* TASK GOAL *
Copy all lines in the material holding the string "envs".

══════════════════════════════

PR #22275, opened 2025-01-07
CI: add a GPU CI job

### LINKED ISSUE #21740: CI: adding a GPU-enabled CI job
_We've touched on this in a few places, in a [community meeting](https://hackmd.io/pyhudrC5TgSwdJtpPldHgQ#Agenda-for-July-24th-2024), on a PR I can't find back right now, and in in-person discussions. So here is a new issue with a concrete proposal._

We have experimental support for CuPy, PyTorch and JAX - all of which have CUDA (and in some cases ROCm and/or Intel XPUs) support, which we are not exercising in CI. As a result, we get issues like gh-21486 where someone finds locally that the test suite has regressed for a GPU-enabled array library. This is obviously not ideal, and we'd like a low-overhead and low-cost way to test PRs that a reviewer thinks may impact GPU support in CI.

Scikit-learn has such a CI job, see [the GHA workflow file for it](https://github.com/scikit-learn/scikit-learn/blob/9d39f57399d6f1f7d8e8d4351dbc3e9244b98d28/.github/workflows/cuda-ci.yml) and @betatim's [blog post describing the design](https://betatim.github.io/posts/github-action-with-gpu/). 

The other thing we needed for it was a credit card from NumFOCUS that we can attach to this repo (with a limit on spending level, as described in the blog post) - we have that as well now. So we're all set in principle to add this.

Suggested logistics and design:
- The SciPy core team should sign off on the spending limit (just like we did for Cirrus CI usage). I'd suggest either $50/month or $100/month as the limit, and adjust if needed once we have some experience with it.
- The label-based triggering that scikit-learn has, where adding the label to a PR does a single run and then the label gets removed again so new commits don't auto-run the job again, seems nice - so let's copy it.
- We can start with building SciPy in the GPU-enabled CI runnner; if it becomes expensive we can move the SciPy wheel build to a separate (CPU-only, free) job, upload the wheel to the GHA cache, and then trigger a second job based on the first one to run the CUDA tests.
- The one change from the scikit-learn setup we should make is to use `pixi` rather than `conda-lock`. The latter makes sense for scikit-learn since they were already using it, but `pixi` will work better for us and we've mostly already got the setup worked out in https://github.com/rgommers/pixi-dev-scipystack. I don't want to propose adding that setup in the root of the repo, but only the single environment + lock file that we need to run this GPU job.

Thoughts?

rgommers:
_draft for now because not all tests pass yet. these are recent regressions in `main`, and I'd prefer for those to be fixed in another PR first_

- Runs tests for all array API-enabled functionality with PyTorch, JAX and CuPy in a single CI job (for now)
- Builds on the GPU runner, because with `ccache` builds are very fast and the setup time is dominated by the ~3 GB worth of packages that are needed for GPU installs of PyTorch, JAX and CuPy in a single conda environment.
- Uses [Pixi](https://pixi.sh/latest/) to ensure we get a maintainable and robust environment.  
    - Keeps `pixi.toml` inside `.github/workflows/` for now, because I don't (yet) want to cross the bridge of enabling Pixi for all SciPy contributors (there's too much logistics to work out still there for how to do lock file updates).
    - Failures reproduce quite well locally. Should be a matter of `cd .github/workflows` and then running the same `pixi run test-cuda ...` command as the failing CI job step.

Closes gh-21740

### DIFF
--- a/.github/workflows/gpu-ci.yml
+++ b/.github/workflows/gpu-ci.yml
@@ -42,13 +42,23 @@ jobs:
         uses: cirruslabs/cache@v4  #caa3ad0624c6c2acd8ba50ad452d1f44bba078bb # v4
         with:
           path: ${{ env.PIXI_CACHE_DIR }}
-          key: ${{ runner.os }}-gpu-pixi
+          # Cache hit if lock file did not change. If it did, still restore the cache,
+          # since most packages will still be the same - the cache save will
+          # then happen at the end (in case the lock file didn't change,
+          # nothing is saved at the end of a job).
+          key: ${{ runner.os }}-gpu-pixi-${{ hashFiles('.github/workflows/pixi.lock') }}
+          restore-keys: |
+            ${{ runner.os }}-gpu-pixi
 
       - name: Setup compiler cache
         uses: cirruslabs/cache@v4  #caa3ad0624c6c2acd8ba50ad452d1f44bba078bb # v4
         with:
           path: ${{ env.CCACHE_DIR }}
-          key: ${{ runner.os }}-gpu-ccache
+          # Make primary key unique by using `run_id`, this ensures the cache
+          # is always saved at the end.
+          key: ${{ runner.os }}-gpu-ccache-${{ github.run_id }}
+          restore-keys: |
+            ${{ runner.os }}-gpu-ccache
 
       - name: run nvidia-smi
         run: nvidia-smi
@@ -60,6 +70,7 @@ jobs:
         with:
           pixi-version: v0.39.2
           manifest-path: .github/workflows/pixi.toml
+          cache: false
 
       - name: Build SciPy
         working-directory: .github/workflows
--- a/.github/workflows/gpu-ci.yml
+++ b/.github/workflows/gpu-ci.yml
@@ -1,5 +1,31 @@
 name: GPU jobs
 
+# Updating the Pixi lock file:
+#
+# 1. Please try to avoid this unless it's actually necessary. Updating the lock
+#    file generates a large diff, and triggers a lot of large package downloads
+#    (also for local testing by maintainers).
+# 2. Consider committing the `pixi.lock` change in one commit, and the
+#    `pixi.lock` change in a second commit. This allows the reviewer to redo
+#    the lock file changes locally, or discard them in case of conflicts while
+#    still keeping the `pixi.toml` changes.
+#
+#
+# In order to run a CI job step locally on a Linux machine with an NVIDIA GPU:
+#
+#     $ cd .github/workflows
+#     $ pixi run build
+#     $ pixi run -e cupy test-cupy -v -m "array_api_backends and not slow"
+#
+# Or run different test commands in the same environments, e.g.:
+#
+#     $ pixi run test-torch-cuda -s special
+#     $ pixi run test-torch -s special
+#
+# To see available tasks per environment:
+#
+#     $ pixi task ls -s
+
 on:
   push:
     branches:
--- a/.github/workflows/gpu-ci.yml
+++ b/.github/workflows/gpu-ci.yml
@@ -5,7 +5,7 @@ name: GPU jobs
 # 1. Please try to avoid this unless it's actually necessary. Updating the lock
 #    file generates a large diff, and triggers a lot of large package downloads
 #    (also for local testing by maintainers).
-# 2. Consider committing the `pixi.lock` change in one commit, and the
+# 2. Consider committing the `pixi.toml` change in one commit, and the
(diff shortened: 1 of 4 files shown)


rgommers:
Note that the job itself won't run on this PR before merging. Here's a [CI log](https://github.com/scipy/scipy/actions/runs/12658348129) that's less than an hour old.

.github/workflows/gpu-ci.yml
```diff
@@ -0,0 +1,78 @@
...
+      - name: run nvidia-smi
+        run: nvidia-smi
+
+      - name: run nvidia-smi --query
+        run: nvidia-smi --query
+
+      - uses: prefix-dev/setup-pixi@ba3bb36eb2066252b2363392b7739741bb777659 # v0.8.1
+        with:
+          pixi-version: v0.39.2
+          manifest-path: .github/workflows/pixi.toml
```
lucascolley, line 62: It sounds like this is needed to ensure caching of the non-default environments: https://github.com/prefix-dev/setup-pixi?tab=readme-ov-file#install-multiple-environments-in-one-job

```suggestion
      - uses: prefix-dev/setup-pixi@ba3bb36eb2066252b2363392b7739741bb777659 # v0.8.1
        with:
          pixi-version: v0.39.2
          manifest-path: .github/workflows/pixi.toml
          environments: >-
            default
            torch-cuda
            jax-cuda
            cupy
```

lucascolley: unless this was deliberate to avoid hitting the cache limit?

ev-br:
> Note that the job itself won't run on this PR before merging.

How about merge and iterate then? Unless you want to fix regression before merging

rgommers:
> How about merge and iterate then? Unless you want to fix regression before merging

I do want the job to pass before merging, otherwise it will make CI on all PRs red.

Help is very welcome - most issues are recent regressions for PRs that weren't tested on GPU. I won't be able to do more before Friday at least. It may be a matter of some skips in `signal` and `stats`, at least to fix PyTorch GPU.

ev-br:
https://github.com/scipy/scipy/pull/22279 fixes all torch and jax.numpy failures I see locally.

.github/workflows/gpu-ci.yml
rgommers: It's caching everything it looks like - there's 3 GB worth of packages cached says the CI log, and there's no downloads on using the other envs. 

This doesn't quite work the way you think - `setup-pixi` does no caching, it's done higher up by `cirruslabs/cache@v4`. Pixi already has a local cache of all packages that were downloaded in a previous successful run, so no envs need specifying.

lucascolley: Ah okay, so setup-pixi *can* do caching, but we're using cirruslabs/cache instead, so it would be redundant - is that right?

rgommers: Yes, that is correct. The README at https://github.com/cirruslabs/cache explains the benefit over regular caching (tl;dr it's more local and hence faster, no need to cycle between Cirrus and GitHub infra)

lucascolley: should we use `cache: false` with setup-pixi, then?

rgommers:
All tests pass after gh-22279, thanks again @ev-br and @lucascolley.

Test suite runtime is reasonable at the moment:

image

If we enable much more functionality on GPU then we may end up splitting it, but for now it's easier to have it in a single job.

Still optimizing cache strategies a bit, then this should be ready.

.github/workflows/gpu-ci.yml
rgommers: Yes, good point - adding that.

rgommers:
Caching performance after the changes I'm about to push, that's about as good as it's going to get:

image

rgommers:
Okay, ready for final review.

rgommers:
See https://github.com/scipy/scipy/actions/workflows/gpu-ci.yml for more logs if you want to see what the changes do.

.github/workflows/gpu-ci.yml
```diff
@@ -0,0 +1,115 @@
+name: GPU jobs
+
+# Updating the Pixi lock file:
+#
+# 1. Please try to avoid this unless it's actually necessary. Updating the lock
+#    file generates a large diff, and triggers a lot of large package downloads
+#    (also for local testing by maintainers).
+# 2. Consider committing the `pixi.lock` change in one commit, and the
```
lucascolley, line 8:
```suggestion
# 2. Consider committing the `pixi.toml` change in one commit, and the
```

nit

lucascolley (approved):
let's give this a go and follow up if anything goes red - thanks Ralf!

══════════════════════════════

* EXERCISE ANSWER *
rgommers: It's caching everything it looks like - there's 3 GB worth of packages cached says the CI log, and there's no downloads on using the other envs. 
This doesn't quite work the way you think - `setup-pixi` does no caching, it's done higher up by `cirruslabs/cache@v4`. Pixi already has a local cache of all packages that were downloaded in a previous successful run, so no envs need specifying.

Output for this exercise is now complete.